Hello group,
Working with KNIME, and my dataset. I needed to make the comparison between existing references in 2 different columns.
What is my problem, and that’s why I ask for your help…
As an example, I have in column A has the reference AAA11122222BBB-333CCC and column B to compare is 0AA11121222BBBB333CC.
As you can see some character or some is changed, but both strings match at 80% and therefore I would like that for that case it appears as “match” between both.

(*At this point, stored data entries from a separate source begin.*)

PR #1075, opened 2022-01-12
Reduce allocations for generated constructors

j0shuams:
For generated types, we often have a public constructor and then internal/base constructors. We reduce the space used when calling one of these public constructors by refactoring the relevant ObjectReference code. Instead of creating and immediately invoking a lambda to give us an object reference, we inline the code in the public constructor. 
 
Also included is a refactoring of the generated "_lazyInterfaces" dictionary. We saw before that it was being initialized in those internal constructors, but without any references to local variables. We move them to the global level and use the Interlocked.CompareExchange pattern of lazy initialization, rather than the .NET Lazy<T> type. 

I have run some benchmarks and have two scenarios. 

For the change to constructors and making/invoking a lambda, we only make this change for net5.0 code. The code to assign _inner is different for netstandard compatibility, making our optimization untenable. However, the change to the lazy interface initializations provides improvements to all runtimes (net5, net3, netstd2).  

**Net5.0**

| Codepath | Master - time | Topic - time | Master - memory | Topic - memory |
| ----------- | --------------  | ------------ | -------------------- | ----------------- |
| Constructors | 3.89 micro | 3.74 micro | 584 B | 392 B |
| Lazy Interface | 11.57 micro | 10.53 micro | 2752 B | 1864 B |

**NetStandard2.0**

| Codepath | Master - time | Topic - time | Master - memory | Topic - memory |
| ----------- | --------------  | ------------ | -------------------- | ----------------- |
| Constructors | 17.59 micro | 17.86 micro | 3481 B | 3453 B |
| Lazy Interface | 10.98 micro | 10.07 micro | 3000 B | 2024 B |


j0shuams:
Example of difference in generated code, taken from `src\Projections\Windows\GeneratedFiles\net5.0\Windows.Storage.Streams.cs`

**Code generated on master branch**

```csharp
public sealed class DataReader : IDataReader, ...
{
        private IntPtr ThisPtr => _inner == null ? (((IWinRTObject)this).NativeObject).ThisPtr : _inner.ThisPtr;

        private IObjectReference _inner = null;

        private readonly Dictionary<Type, object> _lazyInterfaces;
        
        ...
        
        internal sealed class _IDataReaderFactory { ... }
        
        public DataReader(IInputStream inputStream) : this(((Func<IObjectReference>)(() => {
            IntPtr ptr = (_IDataReaderFactory.Instance.CreateDataReader(inputStream));
            try
            {
                return (ComWrappersSupport.GetObjectReferenceForInterface(ptr));
            }
            finally
            {
                MarshalInspectable<object>.DisposeAbi(ptr);
            }
        }))())
        {
            ComWrappersSupport.RegisterObjectForInterface(this, ThisPtr);
            ComWrappersHelper.Init(_inner, false);
        }
        
        ...
        
        internal DataReader(IObjectReference objRef)
        {
            _inner = objRef.As(GuidGenerator.GetIID(typeof(IDataReader).GetHelperType()));


            _lazyInterfaces = new Dictionary<Type, object>(1)
            {
                {typeof(global::System.IDisposable), new Lazy<global::System.IDisposable>(() => (global::System.IDisposable)(object)new SingleInterfaceOptimizedObject(typeof(global::System.IDisposable), _inner ?? ((IWinRTObject)this).NativeObject))},
            };

        }
        
        ...
        
        private global::System.IDisposable AsInternal(InterfaceTag<global::System.IDisposable> _) =>  ((Lazy<global::System.IDisposable>)_lazyInterfaces[typeof(global::System.IDisposable)]).Value;


}
```

**Code generated on topic branch jlarkin/objref-func**

```csharp
public sealed class DataReader : IDataReader, ...
{
        private IntPtr ThisPtr => _inner == null ? (((IWinRTObject)this).NativeObject).ThisPtr : _inner.ThisPtr;

        private IObjectReference _inner = null;
        
        private volatile global::System.IDisposable _lazy_global__System_IDisposable;

        private global::System.IDisposable Make__lazy_global__System_IDisposable()
        {
            global::System.Threading.Interlocked.CompareExchange(ref _lazy_global__System_IDisposable, (global::System.IDisposable)(object)new SingleInterfaceOptimizedObject(typeof(global::System.IDisposable), _inner ?? ((IWinRTObject)this).NativeObject), null);
            return _lazy_global__System_IDisposable;
        }

        ...
        
        internal sealed class _IDataReaderFactory { ... }
        
        public DataReader(IInputStream inputStream) 
        { 
        IntPtr ptr = (_IDataReaderFactory.Instance.CreateDataReader(inputStream)); 
        try 
        { 
        _inner = ComWrappersSupport.GetObjectReferenceForInterface(ptr); 
        } 
        finally 
        { 
        MarshalInspectable<object>.DisposeAbi(ptr); 
        }

        ComWrappersSupport.RegisterObjectForInterface(this, ThisPtr);
        ComWrappersHelper.Init(_inner, false);
        }
        
        ...
        
        internal DataReader(IObjectReference objRef)
        {
            _inner = objRef.As(GuidGenerator.GetIID(typeof(IDataReader).GetHelperType()));

        }
        
        ... 
        
        private global::System.IDisposable AsInternal(InterfaceTag<global::System.IDisposable> _) =>  Make__lazy_global__System_IDisposable();

```

src/cswinrt/code_writers.h
```diff
@@ -2650,22 +2688,20 @@ remove => %.ErrorsChanged -= value;
...
                             interface_name,
-                            interface_abi_name,
-                            interface_name);
+                            bind<write_lazy_interface_type_name>(interface_type));
                     }
                     else if (is_manually_generated_iface(interface_type))
                     {
                         w.write(R"(
-private % AsInternal(InterfaceTag<%> _) =>  ((Lazy<%>)_lazyInterfaces[typeof(%)]).Value;
+private % AsInternal(InterfaceTag<%> _) =>  Make_%();
```
manodasanW, line 2700: Here and above, you want to first check if the variable already has a value and if not, then make it like we do with the other versions of interlockedexchange.

j0shuams: Done

src/cswinrt/code_writers.h
```diff
@@ -2112,8 +2151,7 @@ Marshal.Release(inner);
                             {
                                 w.write("_defaultLazy = new Lazy<%>(() => (%)new SingleInterfaceOptimizedObject(typeof(%), _inner));", default_interface_name, default_interface_name, default_interface_name);
```
manodasanW, line 2152: We should also look at the scenarios where we use _defaultLazy as I think it might be similarly impacted like _lazyInterfaces where the internal constructor was the one which sets it.

j0shuams: Addressed by adding this back to the public constructor for the same edge case

src/cswinrt/code_writers.h
```diff
@@ -1936,8 +1939,15 @@ MarshalInspectable<object>.DisposeAbi(ptr);
...
                         cache_object,
                         method.Name(),
-                        bind_list<write_parameter_name_with_modifier>(", ", signature.params())
-                    );
+                        bind_list<write_parameter_name_with_modifier>(", ", signature.params()),
+                        bind([&](writer& w)
+                        {
+                            if (is_manually_gen_default_interface)
+                            {
+                                auto default_interface_name_non_ABI = get_default_interface_name(w, class_type, false);
```
manodasanW, line 1947: consider projected_default_interfance_name as projected is the naming convention used for non_abi.

src/cswinrt/code_writers.h
```diff
@@ -2650,22 +2698,22 @@ remove => %.ErrorsChanged -= value;
                     if (settings.netstandard_compat)
```
manodasanW, line 2698: Are both if the same, if so consider merging it into one if?

manodasanW (approved):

Can someone help me to do the Workflow?
Thanks in advance
Hi
There is a string similary node. You might want to check it out. There should be some examples on the KNIME hub as well
br
2 Likes
Hello @26AngelG ,
To achieve this result, you can use both the String Similarity node and the Java Snippet node.
I used the Java Snippet node. In the Java Snippet node, you can write logic like
Comparation between 2 Column.knwf (73.8 KB)
"String valueA = c_column1;
String valueB = c_column2;
int dp = new int[valueA.length() + 1][valueB.length() + 1];
for (int i = 0; i <= valueA.length(); i++) {
dp[i][0] = i;
}
for (int j = 0; j <= valueB.length(); j++) {
dp[0][j] = j;
}
for (int i = 1; i <= valueA.length(); i++) {
for (int j = 1; j <= valueB.length(); j++) {
int cost = (valueA.charAt(i - 1) == valueB.charAt(j - 1)) ? 0 : 1;
dp[i][j] = Math.min(Math.min(dp[i - 1][j] + 1, dp[i][j - 1] + 1), dp[i - 1][j - 1] + cost);
}
}
int levenshteinDistance = dp[valueA.length()][valueB.length()];
double threshold = 0.8;
double maxLen = Math.max(valueA.length(), valueB.length());
double similarityScore = 1.0 - (double) levenshteinDistance / maxLen;
String matchStatus = (similarityScore >= threshold) ? “Match” : “No Match”;
out_new = matchStatus;".
output
2 Likes
Thanks @Daniel_Weikert !! I will check it
UFFF great help @tqAkshay95 !! You help me a lot… I will try it!! THANKS
1 Like
Sorry @Daniel_Weikert but I don´t search it the “String Similary” node in KNIME. I look up through internet and I saw that it is necessary to install a NodePit… I don´t know how I could do it.
Could you help me please? thanks again
It needs to be added to available update sites
There is an older blog which might be helpful
Hey Roberta,
great, thanks for the screenshots! I can see there by looking at the third screenshot, that NodePit is currently obviously not properly installed – otherwise it would show up here:
[image]
Could you again go to this step please: File → Install KNIME Extensions…
In the installation window, could you try to untick the following checkboxes:
Show only the latest versions of available software
Group items by category
Hide items that are already installed
Then, just to try a diffe…
br
1 Like
OK!! I cheked it but I don´t have the last KNIME version, it is possible that NodePit only run in last version? thanks
takbb
April 27, 2024, 6:42am
9
Which version of KNIME are you using @26AngelG ?
Sorry I didn´t see this post @takbb !!
I have this version, but I cannot (or I don´t know) so I can install the NodePit.
Take a look at this recent post.
Hello im having a problem with a joiner where one information is complete while the other was written by a person so it has been shorten but is kinda random, the info seen to be exact to a certain point but it always drops
example
RCV 100 X 150000 P NAT = RCV 100 X 150000 P NATURAL PVC 30 60
i would just use the string manipulator substr( , , ) but the problem is that they are kinda random so some time i will need more letter and some times i will need less
is there a way to use some kind of…
1 Like
@26AngelG ,
if you have got the solution, please mark it with a green tick.
2 Likes
system
Closed
July 12, 2024, 6:10am
13
This topic was automatically closed 7 days after the last reply. New replies are no longer allowed.